How Can You Monitor Your API Endpoints and Multi-Cloud Paths from AWS
ThousandEyes Enterprise Agents can be deployed within cloud provider networks to get visibility into external API and multi-cloud interactions and communication paths. Available in a variety of form factors (physical/virtual appliance, docker, Linux package, etc.), Enterprise Agents that are within your cloud environment allow you to monitor from the vantage point of your applications and microservices. These agents can be installed as a simple EC2 instance within AWS and occupy a very small footprint. For example, Enterprise Agents can be installed as t2.medium instance with 2 vCPUs, 4GB RAM within a VPC. CloudFormation templates that are pre-defined and pre-configured make deployment extremely easy. It is a simple 3-click process to get the agent up and running. For a step-by-step walkthrough, refer to our deployment guide in the ThousandEyes knowledge base.
While Enterprise Agents can give you “inside-out” visibility from your VPCs, ThousandEyes Cloud Agents can provide you with “outside-in” visibility and are representative of how customers connect to your applications. ThousandEyes Cloud Agents are installed around the world in Tier 2 and Tier 3 ISPs and mobile providers, allowing you to monitor performance to your AWS regions.

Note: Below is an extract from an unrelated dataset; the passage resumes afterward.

PR #173, opened 2026-05-18
Surface plugin live-load failures in marketplace UI

daltoniam:
## Summary

- Marketplace install/upload/update handlers in `web/web_marketplace.go` called `liveLoadPlugin` and silently discarded the error (`_ = w.liveLoadPlugin(...)`), so the UI always showed "Installed and loaded" success — even when the WASM module failed to load (missing required export, ABI mismatch, configure error). The plugin then never appeared at `/integrations` and the user had no signal as to why.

Adopt a proactive approach when monitoring an API-heavy application ecosystem. Native cloud monitoring tools create a blindspot in monitoring paths outside of the cloud provider’s network. Dependencies in multi-cloud environments and the unreliable Internet require a new approach to monitoring—one that factors in rapidly shifting baselines, and networks and applications that you don’t control. ThousandEyes recommends a continuous lifecycle approach to monitoring.
- Take a data-driven approach and ensure readiness by monitoring your API-heavy applications prior to roll out. See how our customers like Atlassian and Intuit use ThousandEyes to monitor their AWS and hybrid-cloud deployments for visibility in the readiness phase.
- Establish clear success criteria for your deployment, and train your DevOps and IT teams on new escalation processes. Teams place a premium on how the end-users are consuming and experiencing these apps.
- Continue to monitor and benchmark your app performance, and monitor end-user metrics, in order to get ahead of issues, and ensure a great user experience.